» **Exercise details**:
Each entry needs to be retyped exactly, with nothing added or dropped.

Saved data entries
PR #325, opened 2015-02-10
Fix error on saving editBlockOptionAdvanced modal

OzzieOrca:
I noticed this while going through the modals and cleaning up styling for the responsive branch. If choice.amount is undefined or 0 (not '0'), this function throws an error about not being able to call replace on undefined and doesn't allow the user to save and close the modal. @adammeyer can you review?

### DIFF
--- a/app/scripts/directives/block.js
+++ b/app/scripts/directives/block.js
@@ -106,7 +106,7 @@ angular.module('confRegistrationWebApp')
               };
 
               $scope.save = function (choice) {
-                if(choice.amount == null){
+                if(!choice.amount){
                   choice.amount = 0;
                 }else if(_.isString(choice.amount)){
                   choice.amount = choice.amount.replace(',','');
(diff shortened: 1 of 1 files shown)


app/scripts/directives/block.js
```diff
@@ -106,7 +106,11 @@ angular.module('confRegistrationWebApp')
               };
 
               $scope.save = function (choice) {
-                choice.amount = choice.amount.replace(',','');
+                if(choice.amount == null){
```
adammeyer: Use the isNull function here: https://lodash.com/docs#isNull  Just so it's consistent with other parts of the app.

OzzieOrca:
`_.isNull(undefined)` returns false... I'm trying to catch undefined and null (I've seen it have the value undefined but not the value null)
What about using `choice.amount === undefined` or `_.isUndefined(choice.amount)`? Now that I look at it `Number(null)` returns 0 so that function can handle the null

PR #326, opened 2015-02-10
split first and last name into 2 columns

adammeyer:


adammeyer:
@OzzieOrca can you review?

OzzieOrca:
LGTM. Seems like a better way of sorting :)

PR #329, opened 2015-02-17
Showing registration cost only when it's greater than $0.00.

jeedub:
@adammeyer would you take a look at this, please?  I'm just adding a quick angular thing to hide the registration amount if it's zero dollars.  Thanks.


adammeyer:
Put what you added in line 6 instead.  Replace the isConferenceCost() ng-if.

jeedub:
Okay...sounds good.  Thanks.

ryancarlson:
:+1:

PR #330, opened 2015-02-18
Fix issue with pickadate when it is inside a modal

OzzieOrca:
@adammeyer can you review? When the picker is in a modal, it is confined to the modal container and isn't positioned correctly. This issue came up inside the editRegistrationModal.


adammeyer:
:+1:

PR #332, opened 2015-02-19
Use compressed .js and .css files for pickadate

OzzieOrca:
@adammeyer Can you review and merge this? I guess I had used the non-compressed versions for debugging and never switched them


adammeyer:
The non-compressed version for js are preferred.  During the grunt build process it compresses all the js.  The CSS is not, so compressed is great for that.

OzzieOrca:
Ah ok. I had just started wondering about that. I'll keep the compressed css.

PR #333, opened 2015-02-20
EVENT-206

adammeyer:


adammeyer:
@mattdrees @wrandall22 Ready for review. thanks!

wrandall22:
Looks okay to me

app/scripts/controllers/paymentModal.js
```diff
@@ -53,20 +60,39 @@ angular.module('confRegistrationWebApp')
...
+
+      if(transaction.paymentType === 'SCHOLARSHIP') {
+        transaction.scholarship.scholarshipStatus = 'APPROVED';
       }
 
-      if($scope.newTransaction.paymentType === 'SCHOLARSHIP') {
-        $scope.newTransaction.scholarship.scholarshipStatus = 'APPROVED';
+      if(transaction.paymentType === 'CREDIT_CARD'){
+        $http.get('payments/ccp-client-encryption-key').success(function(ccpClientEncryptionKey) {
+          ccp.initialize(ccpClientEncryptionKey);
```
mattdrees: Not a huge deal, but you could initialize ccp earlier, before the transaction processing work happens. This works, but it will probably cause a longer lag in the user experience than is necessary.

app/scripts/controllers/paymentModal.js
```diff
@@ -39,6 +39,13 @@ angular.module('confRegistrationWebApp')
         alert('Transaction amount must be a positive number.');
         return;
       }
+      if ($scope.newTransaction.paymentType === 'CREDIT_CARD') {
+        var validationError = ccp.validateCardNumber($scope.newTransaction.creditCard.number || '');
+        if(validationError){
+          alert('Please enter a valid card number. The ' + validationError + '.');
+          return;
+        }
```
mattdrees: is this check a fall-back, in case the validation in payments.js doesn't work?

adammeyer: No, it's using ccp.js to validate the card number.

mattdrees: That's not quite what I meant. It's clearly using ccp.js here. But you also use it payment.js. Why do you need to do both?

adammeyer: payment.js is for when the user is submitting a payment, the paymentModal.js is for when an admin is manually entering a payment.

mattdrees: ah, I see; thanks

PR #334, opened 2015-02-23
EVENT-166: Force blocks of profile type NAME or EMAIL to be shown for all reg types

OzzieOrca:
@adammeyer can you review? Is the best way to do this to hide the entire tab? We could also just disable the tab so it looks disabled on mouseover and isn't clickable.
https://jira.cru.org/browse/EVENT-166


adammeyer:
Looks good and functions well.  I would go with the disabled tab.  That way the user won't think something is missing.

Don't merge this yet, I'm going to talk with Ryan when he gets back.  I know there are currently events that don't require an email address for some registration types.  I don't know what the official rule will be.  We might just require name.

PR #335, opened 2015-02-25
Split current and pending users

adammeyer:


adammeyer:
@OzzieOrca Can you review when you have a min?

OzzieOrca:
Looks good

» **Exercise output**:
PR #325, opened 2015-02-10
Fix error on saving editBlockOptionAdvanced modal

OzzieOrca:
I noticed this while going through the modals and cleaning up styling for the responsive branch. If choice.amount is undefined or 0 (not '0'), this function throws an error about not being able to call replace on undefined and doesn't allow the user to save and close the modal. @adammeyer can you review?

### DIFF
--- a/app/scripts/directives/block.js
+++ b/app/scripts/directives/block.js
@@ -106,7 +106,7 @@ angular.module('confRegistrationWebApp')
               };
 
               $scope.save = function (choice) {
-                if(choice.amount == null){
+                if(!choice.amount){
                   choice.amount = 0;
                 }else if(_.isString(choice.amount)){
                   choice.amount = choice.amount.replace(',','');
(diff shortened: 1 of 1 files shown)


app/scripts/directives/block.js
```diff
@@ -106,7 +106,11 @@ angular.module('confRegistrationWebApp')
               };
 
               $scope.save = function (choice) {
-                choice.amount = choice.amount.replace(',','');
+                if(choice.amount == null){
```
adammeyer: Use the isNull function here: https://lodash.com/docs#isNull  Just so it's consistent with other parts of the app.

OzzieOrca:
`_.isNull(undefined)` returns false... I'm trying to catch undefined and null (I've seen it have the value undefined but not the value null)
What about using `choice.amount === undefined` or `_.isUndefined(choice.amount)`? Now that I look at it `Number(null)` returns 0 so that function can handle the null

PR #326, opened 2015-02-10
split first and last name into 2 columns

adammeyer:


adammeyer:
@OzzieOrca can you review?

OzzieOrca:
LGTM. Seems like a better way of sorting :)

PR #329, opened 2015-02-17
Showing registration cost only when it's greater than $0.00.

jeedub:
@adammeyer would you take a look at this, please?  I'm just adding a quick angular thing to hide the registration amount if it's zero dollars.  Thanks.


adammeyer:
Put what you added in line 6 instead.  Replace the isConferenceCost() ng-if.

jeedub:
Okay...sounds good.  Thanks.

ryancarlson:
:+1:

PR #330, opened 2015-02-18
Fix issue with pickadate when it is inside a modal

OzzieOrca:
@adammeyer can you review? When the picker is in a modal, it is confined to the modal container and isn't positioned correctly. This issue came up inside the editRegistrationModal.


adammeyer:
:+1:

PR #332, opened 2015-02-19
Use compressed .js and .css files for pickadate

OzzieOrca:
@adammeyer Can you review and merge this? I guess I had used the non-compressed versions for debugging and never switched them


adammeyer:
The non-compressed version for js are preferred.  During the grunt build process it compresses all the js.  The CSS is not, so compressed is great for that.

OzzieOrca:
Ah ok. I had just started wondering about that. I'll keep the compressed css.

PR #333, opened 2015-02-20
EVENT-206

adammeyer:


adammeyer:
@mattdrees @wrandall22 Ready for review. thanks!

wrandall22:
Looks okay to me

app/scripts/controllers/paymentModal.js
```diff
@@ -53,20 +60,39 @@ angular.module('confRegistrationWebApp')
...
+
+      if(transaction.paymentType === 'SCHOLARSHIP') {
+        transaction.scholarship.scholarshipStatus = 'APPROVED';
       }
 
-      if($scope.newTransaction.paymentType === 'SCHOLARSHIP') {
-        $scope.newTransaction.scholarship.scholarshipStatus = 'APPROVED';
+      if(transaction.paymentType === 'CREDIT_CARD'){
+        $http.get('payments/ccp-client-encryption-key').success(function(ccpClientEncryptionKey) {
+          ccp.initialize(ccpClientEncryptionKey);
```
mattdrees: Not a huge deal, but you could initialize ccp earlier, before the transaction processing work happens. This works, but it will probably cause a longer lag in the user experience than is necessary.

app/scripts/controllers/paymentModal.js
```diff
@@ -39,6 +39,13 @@ angular.module('confRegistrationWebApp')
         alert('Transaction amount must be a positive number.');
         return;
       }
+      if ($scope.newTransaction.paymentType === 'CREDIT_CARD') {
+        var validationError = ccp.validateCardNumber($scope.newTransaction.creditCard.number || '');
+        if(validationError){
+          alert('Please enter a valid card number. The ' + validationError + '.');
+          return;
+        }
```
mattdrees: is this check a fall-back, in case the validation in payments.js doesn't work?

adammeyer: No, it's using ccp.js to validate the card number.

mattdrees: That's not quite what I meant. It's clearly using ccp.js here. But you also use it payment.js. Why do you need to do both?

adammeyer: payment.js is for when the user is submitting a payment, the paymentModal.js is for when an admin is manually entering a payment.

mattdrees: ah, I see; thanks

PR #334, opened 2015-02-23
EVENT-166: Force blocks of profile type NAME or EMAIL to be shown for all reg types

OzzieOrca:
@adammeyer can you review? Is the best way to do this to hide the entire tab? We could also just disable the tab so it looks disabled on mouseover and isn't clickable.
https://jira.cru.org/browse/EVENT-166


adammeyer:
Looks good and functions well.  I would go with the disabled tab.  That way the user won't think something is missing.

Don't merge this yet, I'm going to talk with Ryan when he gets back.  I know there are currently events that don't require an email address for some registration types.  I don't know what the official rule will be.  We might just require name.

PR #335, opened 2015-02-25
Split current and pending users

adammeyer:


adammeyer:
@OzzieOrca Can you review when you have a min?

OzzieOrca:
Looks good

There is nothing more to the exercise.